▸ **Exercise directions**: Beneath this line are the data; copy exactly the part of them that opens with the line containing "looks like it's" and closes with the line containing "causes the problem.", and only that part.

═══ Supplied information ═══

PR #351, opened 2020-11-19
Fix MPI deadlock

stigrj:
Fixes MPI deadlock introduced in #328. The lock is triggered whenever the MPI orbital bank occupies _all but one_ rank on a particular node, _and_ at the same time a function is allocated in shared memory. Then the remaining rank on the node would mark the function as non-shared (because it's not actually sharing with anyone), which lead to subsequent `broadcast_function` to be called with a different communicator, thus deadlock.

### DIFF
--- a/.github/workflows/all-hail-minazo-bot.yml
+++ b/.github/workflows/all-hail-minazo-bot.yml
@@ -8,9 +8,7 @@ jobs:
   danger:
     runs-on: ubuntu-latest
     steps:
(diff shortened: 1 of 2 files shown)


robertodr:
I tacked another attempt at fixing the bot on top of your changes (sorry!) I didn't want to spam with more one-line PRs...

gitpeterwind (approved):
Well done!

PR #352, opened 2020-11-21
Limit Eigen to single thread

stigrj:
Threading lead to highly unpredictable results for large matrix-matrix multiplications, which caused Core and SAD guesses to fail for larger systems.


robertodr (approved):
Maybe this should be considered: http://eigen.tuxfamily.org/dox/TopicUsingBlasLapack.html to squeeze some extra performance.

stigrj:
I tried recently to use standard BLAS instead of Eigen for the core MRCPP routines, but it was actually slightly slower. But everything performance related should definitely be reconsidered, including BLAS and Eigen threading

PR #359, opened 2021-02-01
Superfast rotate

gitpeterwind:
New faster method for rotation and dot product of orbital vectors. Those are the parts that scale as 0(N²)
The idea is to rotate one nodes at a time; this can be done as a matrix multiplication which is extremely fast.
For Valinomycine (300 orbitals), rotation is up to 50 times faster. Overall 5 times faster LDA calculation.
The benefit is largest for large molecules.

Could still relatively easily be further optimized, as the mpi version does not even use omp (!) for example. However other parts are now the bottleneck (XC and Exchange) and should be optimized first.

The functions that have been replaced are "rotate" and "overlap". Unfortunately those have become "monolithic" and heavy, since they are written for efficiency (avoid data copying and use pointer and indices manipulation).

Other: faster localization, and accept U matrix also when it is not converged (that simply mean it is not the optimal localization, but very close to it).

Requires updated mrcpp library.

### DIFF
--- a/.github/mrchem-codecov.yml
+++ b/.github/mrchem-codecov.yml
@@ -6,7 +6,6 @@ dependencies:
   - cxx-compiler
   - eigen
   - lcov
-  - mrcpp
   - ninja
   - nlohmann_json
   - xcfun
--- a/.github/mrchem-gha.yml
+++ b/.github/mrchem-gha.yml
@@ -5,7 +5,6 @@ dependencies:
   - cmake
   - cxx-compiler
   - eigen
-  - mrcpp
   - ninja
   - nlohmann_json
   - xcfun
--- a/doc/conf.py
+++ b/doc/conf.py
@@ -457,7 +457,7 @@ def setup(app):
             '@PROJECT_BINARY_DIR@' : project_root_dir,
             '@PERL_EXECUTABLE@'    : which('perl')
           }
-#    tup = (os.walk(project_src_dir)) 
+#    tup = (os.walk(project_src_dir))
 #    for root, dirs, files in os.walk(project_src_dir):
 #        if 'mwfilters' in dirs:
 #            dirs.remove('mwfilters')
@@ -486,3 +486,6 @@ def setup(app):
         app.connect("builder-inited", generate_doxygen_xml)
     else:
         run_doxygen(project_doc_dir)
+
+# configure sphinxcontrib.bibtex
+bibtex_bibfiles = ["bibliography.bib"]
--- a/doc/requirements.txt
+++ b/doc/requirements.txt
@@ -2,4 +2,4 @@ breathe
 recommonmark
 Sphinx>=2.0
 sphinx_rtd_theme
-sphinxcontrib-bibtex
+sphinxcontrib-bibtex==1.0.0
--- a/doc/users/betzy_example.job
+++ b/doc/users/betzy_example.job
@@ -1,0 +1,9 @@
+#!/bin/bash -l
+#SBATCH --nodes=4
+#SBATCH --tasks-per-node=8
+#SBATCH --cpus-per-task=16
+
+export UCX_LOG_LEVEL=ERROR
+export OMP_NUM_THREADS=16
+
+~/my_path/to/mrchem --launcher='mpirun --rank-by node --map-by numa --bind-to numa' mw6
--- a/doc/users/running.rst
+++ b/doc/users/running.rst
@@ -137,6 +137,35 @@ as it will be literally prepended to the ``mrchem.x`` command when the
     definitely not *more* than one process per orbital).
 
 
+Job example (Betzy)
++++++++++++++++++++
+
+This job will use 4 compute nodes, with 8 MPI processes on each, and each MPI
+process will use 16 OpenMP threads. The flags are optimized for OpenMPI (foss)
+library on Betzy.
+
+.. literalinclude:: betzy_example.job
+
+``--rank-by node``
+  Tells the system to place the first MPI rank on the first node, the second MPI
+  rank on the second node, until the last node, then start at the first node again.
+
+``--map-by numa``
+  Tells the system to map MPI ranks according to NUMA (Non Uniform Memory Access).
+  On Betzy memory configuration groups cores by groups of 16, with cores in the same
+  group having the same access to memory (other cores will have access to that part
+  of the memory too, but slower).
+
+``--bind-to numa``
+  Tells the system to bind cores to one NUMA group. That means that a process will
+  only be allowed to use one of the 16 cores of the group. (The operating system may
+  change the core assigned to a thread/process and, without precautions, it may be
+  assigned to any other core, which would result in much reduced performance). The 16
+  cores of the group may then be used by the threads initiated by that MPI process.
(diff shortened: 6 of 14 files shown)


.github/mrchem-codecov.yml
```diff
@@ -6,7 +6,6 @@ dependencies:
   - cxx-compiler
   - eigen
   - lcov
-  - mrcpp
```
robertodr, line 9: Yep, sorry for the trouble. I added this to make CI faster.

stigrj: still no luck, though :confused:

stigrj:
There seems to be an issue with the Gram-Schmidt orthogonalization `orbital::orthogonalize(double prec, OrbitalVector &Phi)`. The `bin/mrchem-tests [orbital_vector]` test says that the orbitals are not orthogonal after this operation. Quite far from, actually, so this is probably not a precision thing. Complex-valued overlap matrix for four orbitals:
```
                      (1,0)           (0.824794,0.3972)       (-0.209579,-0.262804) (-2.19148e-16,-5.66448e-16)
         (0.824794,-0.3972)                       (1,0)  (5.36696e-15,-1.09495e-15)          (0.23242,0.291446)
       (-0.209579,0.262804)   (5.36696e-15,1.09495e-15)                       (1,0)         (0.822506,0.396098)
 (-2.19148e-16,5.66448e-16)         (0.23242,-0.291446)        (0.822506,-0.396098)                       (1,0)
``` 
This was with a pure OMP build

gitpeterwind:
I only tested pure imaginary  (or real). I did not know how to test fully complex cases. How does one run a single test?

stigrj:
```
bin/mrchem-tests [orbital_vector]
```
This will run only the tests labelled `orbital_vector`, which in this case is everything in the `tests/qmfunctions/orbital_vector.cpp` file.For debugging in the tests, note that the `mrcpp::Printer` is uninitialized, so you have to use `std::cout` here to get output, `println()` will be silent

stigrj:
It is actually still not orthogonalizing correctly with real orbtials

gitpeterwind:
The spin dependency was missing. Now most test passes, but a few give answer almost correct but outside of the error range.
How can I run "H2O_energy_BLYP" myself? `mrchem-tests [h2o_energy_blyp]` did not work

stigrj:
No, the integration tests must be run through ctest
```
ctest -L h2o_energy_blyp --output-on-failure
```
I sometimes get a `segfault` in the `orbital_vector` test if I run with more than a few threads, so I think there's something wrong in the OMP part. Perhaps the flushing thing is not working as expected?

gitpeterwind:
The differences in the 3 failing tests are small, well within world_prec. I have done some extensive testing on h2o_energy_blyp , (including varying the precision and making the scf converge) and I cannot conclude than the old or new version is more accurate. The new version produces more nodes though, so that is an indication that it is actually more conservative. The test uses "numerically_exact = true", and it may be that the new  version uses another interpretation of it.It includes all the nodes of the union grid, but I thought the previous version did too. It would be good to find the reason for the discrepancy. @stigrj , do you have an idea what may cause the differences? Is there a "crop" somewhere in the "linear_combination" procedure for example?

gitpeterwind:
Where is that crop?

gitpeterwind:
I haven't tried too much to get the seg fault. Do you have a recipe ?

gitpeterwind:
I found the crop :)

stigrj:
For the segfault, just a regular build on my laptop: pure OMP, GCC-9.3.0. Then OMP_NUM_THREADS=2 mostly works, OMP=4 sometimes fails, while OMP=8 always fails (sometimes segfault, sometimes it hangs).

gitpeterwind:
> For the segfault, just a regular build on my laptop: pure OMP, GCC-9.3.0. Then OMP_NUM_THREADS=2 mostly works, OMP=4 sometimes fails, while OMP=8 always fails (sometimes segfault, sometimes it hangs).

I just run "CH4_10" 41 orbitals with 128 threads on Betzy using omp version, and no problems (about 90 seconds/ieration).
Will try to install mrchem on my PC, it might well be system dependent.  
Can you give me your .inp file, in case some settings are important?

gitpeterwind:
water runs fine with 8 threads on my PC. You are sure it is not some other problem, like lack of memory?

stigrj:
I think it's just the `orbital_vector` unit test. Try to run it repeatedly

gitpeterwind:
> I think it's just the `orbital_vector` unit test. Try to run it repeatedly

 Now I can reproduce it!

stigrj:
looks like it's the "vector orthogonalize" section

gitpeterwind:
It is the `orbital::calc_overlap_matrix(OrbitalVector &Bra, OrbitalVector &Ket)` which causes the problem.
The omp part is quite simple. It only has one "atomic" line, and the rest are independent threads. If I change the schedule from dynamic to static, the error disappears.

stigrj:
The atomic thing has always confused me. All I know is that it does not do what I like to think it does :slightly_smiling_face:

gitpeterwind:
Ah, found it. A real bug, nothing to do with omp :) , except that it is in a part not used by mpi. The special thing with the test was that the sizes of the orbital vectors where different for Psi and Phi.
Those unit tests are quite useful after all!

gitpeterwind:
I am not sure my change of doc repository has been successfully included the PR: `This commit does not belong to any branch on this repository.`

stigrj:
Where did you see the git error?

gitpeterwind:
> Where did you see the git error?

https://github.com/MRChemSoft/mrchem/pull/359/commits/e5002445f8c29a2a848d94c0fff839fd8257c74a

In the light blue box after "Betzy job example ".

doc/users/Betzy_example.job
```diff
@@ -0,0 +1,11 @@
...
+#SBATCH -A nn4654k
+#SBATCH --nodes=4
+#SBATCH --tasks-per-node=8
+#SBATCH --cpus-per-task=16
+#SBATCH --time=1:00:0
+
+export UCX_LOG_LEVEL=ERROR
+export OMP_NUM_THREADS=16
+
+mpirun --rank-by node -map-by numa -bind-to numa ~/my_path/to/mrchem/dir/mrchem.x mw6.json
```
stigrj, line 11: Should use the `launcher` flag:
```
~/my_path/to/mrchem --launcher='mpirun -rank-by node -map-by numa -bind-to numa' mw6
```

gitpeterwind: ok!

stigrj:
Hmm, it says so on all commits, it seems. I guess it's because the commit currently lives only in your fork, so nothing to worry about

stigrj:
@gitpeterwind do you consider this one ready to go? I will do a rebase to remove the merge commits and squash some of the latest commits. As the banking features continue to grow, we should consider moving it to a separate location.

gitpeterwind:
Yes, It is ready.
I work now with a version that aims to separate the Bank in a new file (under utils).

stigrj (approved):

PR #360, opened 2021-02-17
Bank upgrade

gitpeterwind:
Refactoring of Bank. Main changes:

- Moved all Bank related to own files utils/Bank.cpp
- The usage of the Bank is now through the `BankAccount` class. Once a type `BankAccount` is defined, it can be used similarly to an array (or rather a std::map) to put and get orbitals or data. 
- The `BankAccount` are private, so no interference between different parts of the code. 
- One can open several `BankAccounts` (for Bra and Ket orbitals for example). 
- They are cleaned up automatically (destructor) when getting out of scope.
- Note that `BankAccount` class declaration (creator) is collective, i.e. it must be declared by all MPI at once.  
- Slightly faster

### DIFF
--- a/doc/users/Betzy_example.job
+++ b/doc/users/Betzy_example.job
@@ -1,0 +1,8 @@
+#!/bin/bash -l
+#SBATCH --nodes=4
+#SBATCH --tasks-per-node=8
+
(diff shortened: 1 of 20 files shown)


gitpeterwind:
Trying again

═══

▸ **Output**:
looks like it's the "vector orthogonalize" section

gitpeterwind:
It is the `orbital::calc_overlap_matrix(OrbitalVector &Bra, OrbitalVector &Ket)` which causes the problem.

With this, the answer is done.